# Anyone using Sibelius/Finale/Dorico on a 13inch MBP?



## michaelrohanek (Oct 28, 2016)

Hi, Just about to look at a new MBP. I primarily use my iMac 27 5K for composing, recording, mixing, creating large scores, but for working on the road and general portability, will a 13 inch MBP i5 suffice? What's everyone using?


----------



## dcoscina (Oct 28, 2016)

I use Notion 6 and Sibelius 7.5 on a MacBook Air i7 and its stellar. Now I will add I'm using an Acer 27" led monitor when it's docked at home.


----------



## Dave Connor (Oct 28, 2016)

I think 13" is just too small for that kind of work. I would get a 15" and probably a 17" if they still made them.


----------



## dcoscina (Oct 29, 2016)

Dave Connor said:


> I think 13" is just too small for that kind of work. I would get a 15" and probably a 17" if they still made them.


It's even more challenging on an 11" MacBook Air! Lotta zooming in and out I can tell you.


----------



## michaelrohanek (Oct 29, 2016)

So it's not my main machine. Just for when i'm out. I've also figured a way to connect the iPad Pro 12.9 via the duet app to give me more screen real estate. Anyone tried this? It's all about screen space and not processor power i think.


----------



## JohnG (Oct 29, 2016)

For a "once in a while" thing it's a bit trying, but it works. I was in a hotel last weekend editing a full score. Proofreading a lot of staffs on that sized screen is wearing but it can be done.


----------



## michaelrohanek (Oct 29, 2016)

JohnG said:


> For a "once in a while" thing it's a bit trying, but it works. I was in a hotel last weekend editing a full score. Proofreading a lot of staffs on that sized screen is wearing but it can be done.
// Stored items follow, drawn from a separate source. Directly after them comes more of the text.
PR #886, opened 2022-03-30
devices: Update db devices when creating an image (update) or when upgrading a device.

ldjebran:
# Description
We need to update devices update availability when an image created (for all the devices that use that image set). 
and When a device is upgraded we need to update the device image and update availability.

Fixes # THEEDGE-1913

## Type of change

What is it?

- [ ] Documentation update
- [ ] Tests update
- [ ] Refactor

# Checklist:

### DIFF
--- a/pkg/services/errors.go
+++ b/pkg/services/errors.go
@@ -119,3 +119,10 @@ type DeviceHasImageUndefined struct{}
 func (e *DeviceHasImageUndefined) Error() string {
 	return "device has image undefined"
 }
+
+// UpdateTransactionHasCommitUndefined indicate that the transaction has no commit defined
+type UpdateTransactionHasCommitUndefined struct{}
+
+func (e *UpdateTransactionHasCommitUndefined) Error() string {
+	return "update transaction has not no defined commit"
+}
--- a/pkg/services/errors.go
+++ b/pkg/services/errors.go
@@ -1,5 +1,7 @@
 package services
 
+import "errors"
+
 // DeviceNotFoundError indicates the device was not found
 type DeviceNotFoundError struct{}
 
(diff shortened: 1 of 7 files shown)


pkg/services/updates.go
```diff
@@ -472,3 +476,60 @@ func (s *UpdateService) SendDeviceNotification(i *models.UpdateTransaction) (Ima
 	}
 	return notify, nil
 }
+
+// UpdateDevicesFromUpdateTransaction update device with new image and update availability
+func (s *UpdateService) UpdateDevicesFromUpdateTransaction(update models.UpdateTransaction) error {
```
AaronH88, line 481: Overall looks great!
This function name is a little confusing, do you have any alternatives?

Perhaps `SetUpdateFlagOnDevices` , or something else :smile:

ldjebran: we are updating only update availability , but also images, any way this must a general function to update a device from update transaction , really nothing  coming in mind than the direct function goal, what is "update the devices from update transaction" :)

Any other suggestion ?

AaronH88: Yeah, I dont have any clearer ideas :smile: 

This name will be OK

pkg/services/errors.go
```diff
@@ -119,3 +119,10 @@ type DeviceHasImageUndefined struct{}
 func (e *DeviceHasImageUndefined) Error() string {
 	return "device has image undefined"
 }
+
+// UpdateTransactionHasCommitUndefined indicate that the transaction has no commit defined
+type UpdateTransactionHasCommitUndefined struct{}
+
+func (e *UpdateTransactionHasCommitUndefined) Error() string {
+	return "update transaction has not no defined commit"
+}
```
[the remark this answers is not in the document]
ldjebran: @Avielyo10 that error is defined the same way all the module errors in that file,

pkg/services/updates.go
ldjebran: @Avielyo10 please propose a name :)

pkg/services/errors.go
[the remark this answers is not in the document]
ldjebran: make changes as per your recommendation.

PR #935, opened 2022-04-11
fixed /updates post response

tomershinhar:
# Description

the response for the post request for the /updates endpoint was changed to be an array of v1.UpdateTransaction
the spec file needs to be updated accordingly


ldjebran (approved):
LGMT

PR #962, opened 2022-04-19
Added UpdateTransaction status to the /devicesview endpoint.

AaronH88:
# Description

Fixes # (issue)

## Type of change

What is it?

- [ ] Documentation update
- [ ] Tests update
- [ ] Refactor

# Checklist:

### DIFF
--- a/pkg/services/devices.go
+++ b/pkg/services/devices.go
@@ -617,7 +617,7 @@ func (s *DeviceService) GetDevicesView(limit int, offset int, tx *gorm.DB) (*mod
 	}
 
 	var storedDevices []models.Device
-	if res := tx.Limit(limit).Offset(offset).Where("account = ? AND image_id IS NOT NULL", account).Find(&storedDevices); res.Error != nil {
+	if res := tx.Limit(limit).Offset(offset).Where("account = ? AND image_id IS NOT NULL", account).Preload("UpdateTransaction").Find(&storedDevices); res.Error != nil {
 		return nil, res.Error
 	}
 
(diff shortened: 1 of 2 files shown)


pkg/services/devices.go
```diff
@@ -629,8 +629,21 @@ func (s *DeviceService) GetDevicesView(limit int, offset int, tx *gorm.DB) (*mod
...
+			status = (*devices.UpdateTransaction)[len(*devices.UpdateTransaction)-1].Status
+			if status == models.UpdateStatusBuilding {
+				status = models.DeviceViewStatusUpdating
+			}
+			if status == models.UpdateStatusError {
+				status = models.DeviceViewStatusRunning
+			}
+			if status == models.UpdateStatusCreated {
+				status = models.DeviceViewStatusRunning
+			}
```
de1987, line 643: I think we could change `switch case` or `if else` here.
WDYT?

de1987: another point, I think `Running` should be status by default, the `Running` status is not related to update, but also related to that the device is running, or at least it should.
Maybe Andy could confirm that.

AaronH88: I agree, `Running` is the default. 
I however I think this should be done in the UI because, their is a field `UpdateAvailable` that needs to be checked before the device status is returned to the User.

Hence I have created 3 statuses here, and the `UpdateAvailable` flag :smile: 

I will add the `if else` now!

pkg/services/devices.go
```diff
@@ -629,8 +629,17 @@ func (s *DeviceService) GetDevicesView(limit int, offset int, tx *gorm.DB) (*mod
...
 	for _, devices := range storedDevices {
+		var status = ""
+		if devices.UpdateTransaction != nil && len(*devices.UpdateTransaction) > 0 {
+			status = (*devices.UpdateTransaction)[len(*devices.UpdateTransaction)-1].Status
+			if status == models.UpdateStatusBuilding {
+				status = models.DeviceViewStatusUpdating
+			} else {
+				status = models.DeviceViewStatusRunning
+			}
+		}
```
de1987, line 640:
```suggestion
		var status = models.DeviceViewStatusRunning
		if devices.UpdateTransaction != nil && len(*devices.UpdateTransaction) > 0 {
			status = (*devices.UpdateTransaction)[len(*devices.UpdateTransaction)-1].Status
			if status == models.UpdateStatusBuilding {
				status = models.DeviceViewStatusUpdating
			}
		}
```

WDYT with we go with that?

AaronH88: Seems ok, 

Ill add now
Tyvm!

ldjebran (approved):
LGMT

PR #963, opened 2022-04-19
[DRAFT ]first try to generate RHEL9 image

acosferreira:
# Description
First try to map the responses from image-builder and make sure we can do it.

### DIFF
--- a/pkg/clients/imagebuilder/client.go
+++ b/pkg/clients/imagebuilder/client.go
@@ -257,7 +257,7 @@ func (c *Client) ComposeInstaller(image *models.Image) (*models.Image, error) {
 				Architecture: image.Commit.Arch,
 				ImageType:    models.ImageTypeInstaller,
 				Ostree: &OSTree{
-					Ref: "rhel/8/x86_64/edge", //image.Commit.OSTreeRef,
+					Ref: "rhel/9/x86_64/edge", //image.Commit.OSTreeRef,
 					URL: image.Commit.Repo.URL,
 				},
 				UploadRequest: &UploadRequest{
--- a/pkg/models/images.go
+++ b/pkg/models/images.go
@@ -73,9 +73,9 @@ const (
 	NoOutputTypes = "an output type is required"
 
 	// ImageTypeInstaller is the installer image type on Image Builder
-	ImageTypeInstaller = "rhel-edge-installer"
+	ImageTypeInstaller = "edge-installer"
 	// ImageTypeCommit is the installer image type on Image Builder
-	ImageTypeCommit = "rhel-edge-commit"
+	ImageTypeCommit = "edge-commit"
 
 	// ImageStatusCreated is for when an image is created
 	ImageStatusCreated = "CREATED"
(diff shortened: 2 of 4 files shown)


pkg/clients/imagebuilder/client.go
```diff
@@ -257,7 +257,7 @@ func (c *Client) ComposeInstaller(image *models.Image) (*models.Image, error) {
 				Architecture: image.Commit.Arch,
 				ImageType:    models.ImageTypeInstaller,
 				Ostree: &OSTree{
-					Ref: "rhel/8/x86_64/edge", //image.Commit.OSTreeRef,
+					Ref: "rhel/9/x86_64/edge", //image.Commit.OSTreeRef,
```
ldjebran, line 260: we need to support both 8 and 9 rhel major version 
as 8.6 is in beta and 9.0 in beta too 
so we should support both refs "rhel/9/x86_64/edge"  and "rhel/8/x86_64/edge"

pkg/models/images.go
```diff
@@ -73,9 +73,9 @@ const (
 	NoOutputTypes = "an output type is required"
 
 	// ImageTypeInstaller is the installer image type on Image Builder
-	ImageTypeInstaller = "rhel-edge-installer"
```
omaciel, line 76: We don't need to do this anymore as Sanne has another PR to reintroduce the 'RHEL-' alias for RHEL 9 too.

templates/templateKickstart.ks
```diff
@@ -19,8 +19,8 @@ echo PRE
 # Auto-detect a dir at that location and inject it into the command list for install
 # Default to prior ostree/repo location in 8.4
 [[ -d /run/install/repo/ostree ]] \
-	&& echo "ostreesetup --nogpg --osname=rhel-edge --remote=rhel-edge --url=file:///run/install/repo/ostree/repo --ref=rhel/8/x86_64/edge" > /tmp/ostreesetup \
-	|| echo "ostreesetup --nogpg --osname=rhel-edge --remote=rhel-edge --url=file:///ostree/repo --ref=rhel/8/x86_64/edge" > /tmp/ostreesetup
+	&& echo "ostreesetup --nogpg --osname=rhel-edge --remote=rhel-edge --url=file:///run/install/repo/ostree/repo --ref=rhel/9/x86_64/edge" > /tmp/ostreesetup \
```
omaciel, line 22: This has to handle both `8` and `9`.

loadtheaccumulator: Yeah. this will break the install on 8, but it should be easily distinguishable with another line here...

loadtheaccumulator (changes requested):

templates/templateKickstart.ks
loadtheaccumulator: Line 22 should stay 8. Line 23 applies to both 8 and 9 and the full ref path can be grabbed with...
ostree refs --repo=/ostree/repo

```
e.g.,
**$ ostree refs --repo=ostree/repo**
rhel/9/x86_64/edge
```

loadtheaccumulator: SIDENOTE: I left off the leading slash in the example above, because I'm mounted to /mnt and cd'd into /mnt to run the command /ostree/repo is at the root of the ISO at kick.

do you use a 15in for that? IMO any laptop is too small for large scores anyway.


----------



## Morodiene (Nov 11, 2016)

I have a 15" Macbook pro and I use it when traveling, but it's not the most efficient work. Better than nothing though!


----------



## wcreed51 (Nov 13, 2016)

Focus on Staves is rather clunky. You might want to try creating parts with the desired instruments. Makes it easy to switch back and forth to different groupings.


----------



## Morodiene (Nov 13, 2016)

wcreed51 said:


> Focus on Staves is rather clunky. You might want to try creating parts with the desired instruments. Makes it easy to switch back and forth to different groupings.


How does one do this on Finale? I've always felt that working around a full orchestral score is difficult when you want to see wha the flutes and the violins are doing at the same time without shrinking it all down too small to read.


----------



## Vavastrasza (Nov 13, 2016)

You would probably have graphic scaling problems with that set-up. When I demoed Sibelius and Finale on my Surface Book, which, like the MBP, is a powerful laptop with a small screen but very high resolution, I saw that the UI was tiny and, for me at least, unusable. Many programs have problems with this combination of high resolution and small screen real estate.

Notion is the only notation program I have found that copes well with this, although their last version made the VST UIs smaller.


----------